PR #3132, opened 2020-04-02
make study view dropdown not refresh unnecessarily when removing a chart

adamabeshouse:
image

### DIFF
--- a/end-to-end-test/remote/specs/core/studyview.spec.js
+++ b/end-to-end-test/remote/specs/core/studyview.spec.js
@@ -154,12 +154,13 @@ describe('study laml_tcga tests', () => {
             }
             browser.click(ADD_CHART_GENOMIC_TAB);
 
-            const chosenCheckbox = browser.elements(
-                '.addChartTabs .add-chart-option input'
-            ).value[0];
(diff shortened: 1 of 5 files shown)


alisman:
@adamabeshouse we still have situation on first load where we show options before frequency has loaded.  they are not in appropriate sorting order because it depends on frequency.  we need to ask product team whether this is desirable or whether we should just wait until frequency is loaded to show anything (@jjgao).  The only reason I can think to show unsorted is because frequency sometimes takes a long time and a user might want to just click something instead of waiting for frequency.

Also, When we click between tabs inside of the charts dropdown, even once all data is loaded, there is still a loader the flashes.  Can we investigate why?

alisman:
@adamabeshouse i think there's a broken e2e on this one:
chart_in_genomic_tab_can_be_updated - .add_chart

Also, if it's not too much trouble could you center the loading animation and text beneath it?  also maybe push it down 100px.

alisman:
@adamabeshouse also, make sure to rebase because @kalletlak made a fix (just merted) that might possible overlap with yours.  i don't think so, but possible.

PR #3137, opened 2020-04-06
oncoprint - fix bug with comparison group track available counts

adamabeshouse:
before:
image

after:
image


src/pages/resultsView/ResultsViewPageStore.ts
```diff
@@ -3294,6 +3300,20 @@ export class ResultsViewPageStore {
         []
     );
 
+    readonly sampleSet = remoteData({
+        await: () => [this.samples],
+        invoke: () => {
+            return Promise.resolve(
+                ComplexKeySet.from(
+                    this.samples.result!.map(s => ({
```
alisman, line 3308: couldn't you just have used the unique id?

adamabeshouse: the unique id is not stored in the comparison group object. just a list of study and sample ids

*Problem statement*
Which lines in the listing above hold the word "browser"? Show each of them.

*Reply*
             browser.click(ADD_CHART_GENOMIC_TAB);
-            const chosenCheckbox = browser.elements(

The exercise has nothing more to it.